Saved data entries
== Segment start ==

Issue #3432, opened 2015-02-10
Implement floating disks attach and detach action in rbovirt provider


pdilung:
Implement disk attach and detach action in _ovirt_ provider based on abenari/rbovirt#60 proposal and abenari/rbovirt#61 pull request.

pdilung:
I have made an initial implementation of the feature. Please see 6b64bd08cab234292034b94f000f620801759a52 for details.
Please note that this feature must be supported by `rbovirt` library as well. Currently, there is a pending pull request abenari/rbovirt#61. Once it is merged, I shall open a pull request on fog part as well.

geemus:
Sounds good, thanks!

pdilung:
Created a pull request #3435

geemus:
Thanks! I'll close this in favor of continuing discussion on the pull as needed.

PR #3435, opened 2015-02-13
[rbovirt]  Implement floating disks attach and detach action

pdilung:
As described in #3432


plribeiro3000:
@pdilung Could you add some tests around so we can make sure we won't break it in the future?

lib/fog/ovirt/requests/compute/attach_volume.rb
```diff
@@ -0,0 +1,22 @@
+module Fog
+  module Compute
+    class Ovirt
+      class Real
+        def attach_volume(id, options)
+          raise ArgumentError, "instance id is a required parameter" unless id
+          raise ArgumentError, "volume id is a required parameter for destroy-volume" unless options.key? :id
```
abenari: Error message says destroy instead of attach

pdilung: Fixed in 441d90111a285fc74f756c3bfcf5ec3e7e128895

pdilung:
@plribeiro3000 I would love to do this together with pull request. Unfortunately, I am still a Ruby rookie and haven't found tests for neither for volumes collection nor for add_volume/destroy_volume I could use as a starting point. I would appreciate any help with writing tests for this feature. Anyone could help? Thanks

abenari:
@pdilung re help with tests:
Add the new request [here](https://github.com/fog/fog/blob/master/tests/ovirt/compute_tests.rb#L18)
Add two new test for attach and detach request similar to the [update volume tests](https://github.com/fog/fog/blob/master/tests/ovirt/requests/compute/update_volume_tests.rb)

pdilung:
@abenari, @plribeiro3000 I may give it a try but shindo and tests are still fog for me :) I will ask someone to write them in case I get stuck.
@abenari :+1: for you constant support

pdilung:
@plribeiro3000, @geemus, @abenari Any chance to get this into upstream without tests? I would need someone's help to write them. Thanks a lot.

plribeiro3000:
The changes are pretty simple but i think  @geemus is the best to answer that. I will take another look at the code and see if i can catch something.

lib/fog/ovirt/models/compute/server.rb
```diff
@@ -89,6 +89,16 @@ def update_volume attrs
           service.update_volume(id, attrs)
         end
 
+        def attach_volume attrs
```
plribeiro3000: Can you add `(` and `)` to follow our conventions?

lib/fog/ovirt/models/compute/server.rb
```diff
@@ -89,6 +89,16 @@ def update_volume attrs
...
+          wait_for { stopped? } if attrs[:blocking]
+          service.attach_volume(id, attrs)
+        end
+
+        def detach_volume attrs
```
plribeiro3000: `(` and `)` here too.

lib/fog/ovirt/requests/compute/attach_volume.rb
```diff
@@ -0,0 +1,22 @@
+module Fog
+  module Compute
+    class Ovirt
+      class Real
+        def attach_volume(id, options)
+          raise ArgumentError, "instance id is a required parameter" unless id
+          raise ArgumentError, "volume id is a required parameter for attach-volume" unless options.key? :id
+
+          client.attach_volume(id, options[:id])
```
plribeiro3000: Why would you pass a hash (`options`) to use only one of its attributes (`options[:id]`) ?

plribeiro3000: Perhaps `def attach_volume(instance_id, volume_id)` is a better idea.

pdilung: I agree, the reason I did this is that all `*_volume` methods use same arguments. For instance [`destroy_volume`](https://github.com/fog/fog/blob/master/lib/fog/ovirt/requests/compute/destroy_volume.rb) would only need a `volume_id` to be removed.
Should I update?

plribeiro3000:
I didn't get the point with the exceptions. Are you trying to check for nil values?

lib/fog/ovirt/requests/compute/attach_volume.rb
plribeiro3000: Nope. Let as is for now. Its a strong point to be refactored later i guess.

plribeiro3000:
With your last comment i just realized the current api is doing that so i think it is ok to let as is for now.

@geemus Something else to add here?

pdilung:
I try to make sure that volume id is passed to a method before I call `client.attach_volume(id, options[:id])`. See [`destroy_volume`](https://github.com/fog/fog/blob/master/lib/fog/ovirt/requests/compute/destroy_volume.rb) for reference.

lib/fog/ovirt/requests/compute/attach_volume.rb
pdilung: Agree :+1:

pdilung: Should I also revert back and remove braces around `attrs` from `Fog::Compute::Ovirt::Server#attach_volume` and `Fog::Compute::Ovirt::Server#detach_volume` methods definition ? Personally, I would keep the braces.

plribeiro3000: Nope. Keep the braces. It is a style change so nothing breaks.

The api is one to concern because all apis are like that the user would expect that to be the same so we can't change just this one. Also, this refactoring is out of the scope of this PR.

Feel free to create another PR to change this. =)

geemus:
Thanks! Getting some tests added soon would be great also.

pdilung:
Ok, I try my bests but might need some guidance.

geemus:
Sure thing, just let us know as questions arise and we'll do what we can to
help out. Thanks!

== Segment end ==

The expected output is the complete data, repeated exactly.

Issue #3432, opened 2015-02-10
Implement floating disks attach and detach action in rbovirt provider


pdilung:
Implement disk attach and detach action in _ovirt_ provider based on abenari/rbovirt#60 proposal and abenari/rbovirt#61 pull request.

pdilung:
I have made an initial implementation of the feature. Please see 6b64bd08cab234292034b94f000f620801759a52 for details.
Please note that this feature must be supported by `rbovirt` library as well. Currently, there is a pending pull request abenari/rbovirt#61. Once it is merged, I shall open a pull request on fog part as well.

geemus:
Sounds good, thanks!

pdilung:
Created a pull request #3435

geemus:
Thanks! I'll close this in favor of continuing discussion on the pull as needed.

PR #3435, opened 2015-02-13
[rbovirt]  Implement floating disks attach and detach action

pdilung:
As described in #3432


plribeiro3000:
@pdilung Could you add some tests around so we can make sure we won't break it in the future?

lib/fog/ovirt/requests/compute/attach_volume.rb
```diff
@@ -0,0 +1,22 @@
+module Fog
+  module Compute
+    class Ovirt
+      class Real
+        def attach_volume(id, options)
+          raise ArgumentError, "instance id is a required parameter" unless id
+          raise ArgumentError, "volume id is a required parameter for destroy-volume" unless options.key? :id
```
abenari: Error message says destroy instead of attach

pdilung: Fixed in 441d90111a285fc74f756c3bfcf5ec3e7e128895

pdilung:
@plribeiro3000 I would love to do this together with pull request. Unfortunately, I am still a Ruby rookie and haven't found tests for neither for volumes collection nor for add_volume/destroy_volume I could use as a starting point. I would appreciate any help with writing tests for this feature. Anyone could help? Thanks

abenari:
@pdilung re help with tests:
Add the new request [here](https://github.com/fog/fog/blob/master/tests/ovirt/compute_tests.rb#L18)
Add two new test for attach and detach request similar to the [update volume tests](https://github.com/fog/fog/blob/master/tests/ovirt/requests/compute/update_volume_tests.rb)

pdilung:
@abenari, @plribeiro3000 I may give it a try but shindo and tests are still fog for me :) I will ask someone to write them in case I get stuck.
@abenari :+1: for you constant support

pdilung:
@plribeiro3000, @geemus, @abenari Any chance to get this into upstream without tests? I would need someone's help to write them. Thanks a lot.

plribeiro3000:
The changes are pretty simple but i think  @geemus is the best to answer that. I will take another look at the code and see if i can catch something.

lib/fog/ovirt/models/compute/server.rb
```diff
@@ -89,6 +89,16 @@ def update_volume attrs
           service.update_volume(id, attrs)
         end
 
+        def attach_volume attrs
```
plribeiro3000: Can you add `(` and `)` to follow our conventions?

lib/fog/ovirt/models/compute/server.rb
```diff
@@ -89,6 +89,16 @@ def update_volume attrs
...
+          wait_for { stopped? } if attrs[:blocking]
+          service.attach_volume(id, attrs)
+        end
+
+        def detach_volume attrs
```
plribeiro3000: `(` and `)` here too.

lib/fog/ovirt/requests/compute/attach_volume.rb
```diff
@@ -0,0 +1,22 @@
+module Fog
+  module Compute
+    class Ovirt
+      class Real
+        def attach_volume(id, options)
+          raise ArgumentError, "instance id is a required parameter" unless id
+          raise ArgumentError, "volume id is a required parameter for attach-volume" unless options.key? :id
+
+          client.attach_volume(id, options[:id])
```
plribeiro3000: Why would you pass a hash (`options`) to use only one of its attributes (`options[:id]`) ?

plribeiro3000: Perhaps `def attach_volume(instance_id, volume_id)` is a better idea.

pdilung: I agree, the reason I did this is that all `*_volume` methods use same arguments. For instance [`destroy_volume`](https://github.com/fog/fog/blob/master/lib/fog/ovirt/requests/compute/destroy_volume.rb) would only need a `volume_id` to be removed.
Should I update?

plribeiro3000:
I didn't get the point with the exceptions. Are you trying to check for nil values?

lib/fog/ovirt/requests/compute/attach_volume.rb
plribeiro3000: Nope. Let as is for now. Its a strong point to be refactored later i guess.

plribeiro3000:
With your last comment i just realized the current api is doing that so i think it is ok to let as is for now.

@geemus Something else to add here?

pdilung:
I try to make sure that volume id is passed to a method before I call `client.attach_volume(id, options[:id])`. See [`destroy_volume`](https://github.com/fog/fog/blob/master/lib/fog/ovirt/requests/compute/destroy_volume.rb) for reference.

lib/fog/ovirt/requests/compute/attach_volume.rb
pdilung: Agree :+1:

pdilung: Should I also revert back and remove braces around `attrs` from `Fog::Compute::Ovirt::Server#attach_volume` and `Fog::Compute::Ovirt::Server#detach_volume` methods definition ? Personally, I would keep the braces.

plribeiro3000: Nope. Keep the braces. It is a style change so nothing breaks.

The api is one to concern because all apis are like that the user would expect that to be the same so we can't change just this one. Also, this refactoring is out of the scope of this PR.

Feel free to create another PR to change this. =)

geemus:
Thanks! Getting some tests added soon would be great also.

pdilung:
Ok, I try my bests but might need some guidance.

geemus:
Sure thing, just let us know as questions arise and we'll do what we can to
help out. Thanks!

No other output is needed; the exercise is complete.